Records from a data collection.
::::::
PR #681, opened 2026-08-06
fix(claude-review): never finish a round silently, and show shard-level progress

sh00tg0a1:
Two problems, both about a review round that leaves the author with nothing to look at.

## 1. A round can finish silently

#671 was reported as "the review never triggered". It did trigger — on PR open, run [31069597979](https://github.com/openbkn-ai/bkn-foundry/actions/runs/31069597979), six jobs, all green:

```
plan / review (adp/context-loader) / review (misc) / review (contract) / verify / verdict
```

And it left **nothing at all on the PR**. All three shards finished without writing their findings JSON, `verdict` resolved to `action=none`, and the only trace was a `::warning::` buried in the run log.

```
No files were found with the provided path: findings/. No artifacts will be uploaded.
```

A later run on the same PR wrote them fine, so this is nondeterministic — and the entire pipeline's visible output hangs on the model remembering to write one file.

From the author's side a silent round and a round that never happened look identical. That is the failure mode sharding was meant to eliminate.

**Changes**

- **The findings JSON moves to the front of the 產出 section.** It used to come second, after inline comments — so a shard that wrapped up early left inline notes and nothing else. It is the only shard output that reaches the verdict; inline comments do not. The instruction now says so, and says why the ordering is deliberate.
- **Backfill a placeholder** when a shard finishes without writing one, so `verdict` can tell "ran but produced nothing" from "the job died".
- **Placeholders do not count as findings.** Without this an all-shards-silent round would `approve` a PR that was never reviewed — strictly worse than not voting. They are routed to 未覆盖的分片 instead.
- **When nothing was produced, post a plain PR comment** stating the round was empty, with a link to the run and how to request another. Deliberately not a review verdict: nothing was reviewed, so neither `approve` nor `request-changes` would be honest. Silence is the one outcome that must not happen.

## 2. The progress comment did not move

#680 added a sticky progress comment, but it was static — it appeared once and then nothing changed until the verdict landed minutes later. The live-updating comment people remember (spinner, ticking checklist) is `track_progress`, which is off because under sharding it posts one self-updating comment per shard and floods the PR.

Each shard now checks off its own line as it finishes, so the single comment actually moves:

```
### 评审进行中
- [x] `misc`
- [ ] `跨模块契约 / 配置与部署面 / 数据面`
```

Granularity is one update per shard, not per step. A shard that did not finish cleanly marks its line as not reviewed rather than silently checking it off, so a half-finished round cannot read as a complete one.

Two shards finishing at nearly the same instant can drop one update through a read-modify-write race; three retries, and the worst case is cosmetic. The step is `continue-on-error` — a broken progress display must not affect review output.

## Verification

| Input | Expected | Result |
|---|---|---|
| shard wrote nothing | placeholder created, valid JSON | ✅ |
| shard wrote a real file | placeholder must not overwrite | ✅ |
| all shards placeholder | `action=none`, no verdict | ✅ |
| one real + one placeholder | `approve`, placeholder under 未覆盖的分片 | ✅ |
| tick success + tick failure | rendered body correct, failure annotated | ✅ |

Ticking was exercised end to end against this PR (comment created, ticked, cleaned up). What cannot be verified here: this file lives under `.github/**`, and `issue_comment` runs always take the workflow definition from the default branch — the changes only take effect once merged.


sh00tg0a1:
All six findings were real and are fixed in the new commit. One of them — `gh api --paginate` without `--jq` — is a trap this file already documents at the prefetch step, and I reintroduced it two hundred lines away. Good catch.

- **Backfill depended on `Prepare findings dir`** (implicit `success()`): it now creates the directory itself.
- **`Report empty round` was gated on `action == 'none'`**, also an implicit `success()` — a crashed Assemble skipped both it and `Post review`, and the round went silent. Now gated on "no verdict was posted", which covers the crash path.
- **Assemble's parse guard only wrapped `json.loads`**: it now covers the whole loop body, and `lang` is coerced before `.strip()`.
- **The empty-round notice had no marker**: it now upserts on `<!-- claude-review-empty -->`, and a round that lands a verdict deletes the stale one.
- **`missing` created the no_output/absent distinction and dropped it in the output**: the reason is now rendered, since the two point at different fixes.
- **`Tick progress` used `job.status`**: replaced with the findings file itself, which is the ground truth and covers the missing-credential case you identified.

Verified locally: a malformed top-level array plus a placeholder plus a non-string `lang` assembles without crashing and separates the two not-covered reasons; backfill works with no pre-existing directory; ticking marks a placeholder shard as not reviewed and a real one as done.

/review

sh00tg0a1:
/review

New commit adds the animated spinner asset and drops the zh/en switch in favour of English-only PR-facing output. Please scope this round to that commit.

- Spinner GIF committed under `.github/assets/` rather than reusing `claude-code-action`'s user-attachment, which belongs to another project. Public repo, so the raw URL resolves through GitHub's image proxy; noted in a comment that a private repo would need the asset on user-attachments instead.
- Removed the `lang` field, the voting code and the duplicated zh/en templates. The switch made things worse rather than better: it chose the body skeleton by vote while shard labels, the progress comment, the empty-round notice and the backfill placeholder stayed hardcoded Chinese — so an English PR received a mixed document. The `contract` shard was literally named 「跨模块契约 / 配置与部署面 / 数据面」 and appeared under that name in every verdict.
- Every PR-facing string is now English. YAML comments and the prompt itself stay Chinese; neither is read by a PR reader.

Verified locally: the verdict assembles end to end in English, including both not-covered reasons, the truncation notice and both footers.

Worth stating explicitly — this round cannot exercise any of it. `issue_comment` resolves the workflow definition from the default branch, so what runs here is `main`'s version: the static progress comment from #680, without the spinner, the checkboxes or the English skeleton. Those only take effect once this merges.

sh00tg0a1:
Blocker confirmed and fixed, along with all four follow-ups.

**`Tick progress` had neither `GH_REPO` nor `GH_TOKEN` in scope.** The file has no workflow-level `env:`, the review job's `env:` does not define them, and only the sibling `Prefetch` step carries its own — so the step raised `KeyError` on its first statement and `continue-on-error` turned that into a green job with no trace. The checkboxes never moved and the "did not finish cleanly" annotation never rendered. Both variables are now declared on the step.

Your reading of why my end-to-end test missed it is exactly right, and worth recording: I ran it in a shell that already had `GH_REPO` and `GH_TOKEN` exported. Hand-testing a step lifted out of its job cannot see a missing job-level env var. That is a gap in how I verify this workflow, not a one-off.

- **Verify prompt still followed the PR's language for `reason`.** Fixed to unconditional English, along with the Chinese schema example next to it. You are right that this produced precisely the mixed document the commit claimed to remove.
- **`Report empty round` / `Clear stale empty-round notice` keyed on intent rather than outcome.** Both now key on `steps.post.outcome`, so a failing `gh pr review` also lands the notice instead of leaving the PR with the progress comment deleted and nothing in its place.
- **Malformed findings file was reported as "never ran, or died partway through"** — the one thing that case did not do. It now has its own reason.
- **`SPINNER` hardcoded `main`.** Now derived from `default_branch`.

One correction to my own commit message rather than to the code: you are right that this repo's PR titles are mostly Chinese (#664, #670, #672, #680), so "English by convention here" overstated it. English for PR-facing text is a standing instruction from the repo owner, not an inference from history. The change stands; the justification I wrote for it did not.

The two carried-over items you listed for status are both addressed in this commit.

/review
::::::
PROBLEM REQUIREMENTS.
Please, from the entries above, set down exactly the lines from the one containing "Worth stating explicitly" through the one containing "on the step.", and only those.

WRITTEN SOLUTION.
Worth stating explicitly — this round cannot exercise any of it. `issue_comment` resolves the workflow definition from the default branch, so what runs here is `main`'s version: the static progress comment from #680, without the spinner, the checkboxes or the English skeleton. Those only take effect once this merges.

sh00tg0a1:
Blocker confirmed and fixed, along with all four follow-ups.

**`Tick progress` had neither `GH_REPO` nor `GH_TOKEN` in scope.** The file has no workflow-level `env:`, the review job's `env:` does not define them, and only the sibling `Prefetch` step carries its own — so the step raised `KeyError` on its first statement and `continue-on-error` turned that into a green job with no trace. The checkboxes never moved and the "did not finish cleanly" annotation never rendered. Both variables are now declared on the step.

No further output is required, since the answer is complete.